● **Stored data**
PR #5439, opened 2026-07-07
feat: Allow table models on shared packages

### LINKED ISSUE #5400: Support `table` on models of shared packages
### Problem to Solve

Currently, models on shared packages are not allowed to have the `table` keyword. The reason is because shared models were introduced before client-side databases and tables were only possible on the server. Now that tables can exist on both server and client with `databases: all`, it make sense to allow a shared table model.

### Proposal

Allow users to declare shared models with the `table` keyword and `databases: all`. If the `databases` keyword is omitted, an error should be collected to ensure that the shared model is intentional, because its existence will generate repository classes and migrations on the client.

### Use Case

Create tables that are common to the server and the client without having to duplicate the models. This is specially useful for synced tables with shared methods.

### Alternatives

Have two separate classes for the server and client.

### Additional context

_No response_

- [x] I want to work on this

marcelomendoncasoares:
Closes: #5400

To implement support for the `table` keyword on models of shared packages, this PR makes all client and shared models also implement the `ProtocolSerialization` class - previously only used on the server. This interface exposes the `toJsonForProtocol` and is responsible by filtering `serverOnly` fields or hidden FK fields. By doing this, we:

1. Enable adding `clientOnly` in the future for symmetry.
2. Fix hidden FK fields on client-side relations leaking into the wire (existing bug and requirement for the change).
3. Simplify the code generation, reducing branching between server and client.

This PR also broaden coverage on the tests for the interaction between shared packages and modules with the client-side. Migrations are only generated on the client has at least one host table, which prevents a shared package with a table to generate client-side migrations and force clients to import the `serverpod_database`.

### New SQLite shared test package

To build the integration tests, this PR introduces a shared package for the SQLite test project. Such project contains the same tables as the `serverpod_test_shared`, but is tied only to the SQLite test server. The reason to have a new instead of reusing the `serverpod_test_shared` is that [we can't have a shared package be owned by two server packages](https://github.com/serverpod/serverpod/issues/5446).

### On the legacy auth changes

Due to adding the `serverpod_database` package as a dependency on the `serverpod_test_shared`, we generated a conflict between the `win32` dependency and legacy `file_picker` from `serverpod_auth_test_flutter`. The conflict required bumping `file_picker` and solving the API changes.

## Pre-launch Checklist

## Breaking changes

None.


tools/serverpod_cli/lib/src/generator/dart/library_generators/library_generator.dart
```diff
@@ -106,9 +106,15 @@ class LibraryGenerator {
     var nonModelStreamTypes = protocolDefinition
         .getNonModelOrPrimitiveStreamTypes(modules: config.modules);
 
+    final protocolDatabaseSerializationManager =
```
Crazelu: I was surprised to see that this variable is for a boolean.
I suggest renaming

tools/serverpod_cli/test/generator/dart/shared_code_generator/class_field_test.dart
```diff
@@ -186,55 +190,163 @@ void main() {
...
+            initializerMethod: '${testClassName}Table',
+          ),
+          isTrue,
+          reason: 'Missing declaration for ${testClassName}Table singleton.',
+        );
+      });
+
+      test('has a table getter.', () {
+        expect(
+          CompilationUnitHelpers.hasMethodDeclaration(
```
Crazelu, line 274: Suggestion:
Add an optional `isGetter` parameter to `CompilationUnitHelpers.hasMethodDeclaration` to tighten this test.
`table()` would pass, for instance.

Crazelu (approved):
Apart from two minor suggestions, this looks good.

tools/serverpod_cli/test/generator/dart/shared_code_generator/class_field_test.dart
marcelomendoncasoares: Done at https://github.com/serverpod/serverpod/pull/5439/commits/006731f1a1a31c663c113458b16cef77fd729454.

tools/serverpod_cli/lib/src/generator/dart/library_generators/library_generator.dart
marcelomendoncasoares: Good call. Done at https://github.com/serverpod/serverpod/pull/5439/commits/4ba0455dfc435f5e114c127a2651eba09bdb09f4.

● **ACTIVITY**
A complete answer gives every line of the data that includes "because".

● **EXERCISE OUTPUT**
Currently, models on shared packages are not allowed to have the `table` keyword. The reason is because shared models were introduced before client-side databases and tables were only possible on the server. Now that tables can exist on both server and client with `databases: all`, it make sense to allow a shared table model.
Allow users to declare shared models with the `table` keyword and `databases: all`. If the `databases` keyword is omitted, an error should be collected to ensure that the shared model is intentional, because its existence will generate repository classes and migrations on the client.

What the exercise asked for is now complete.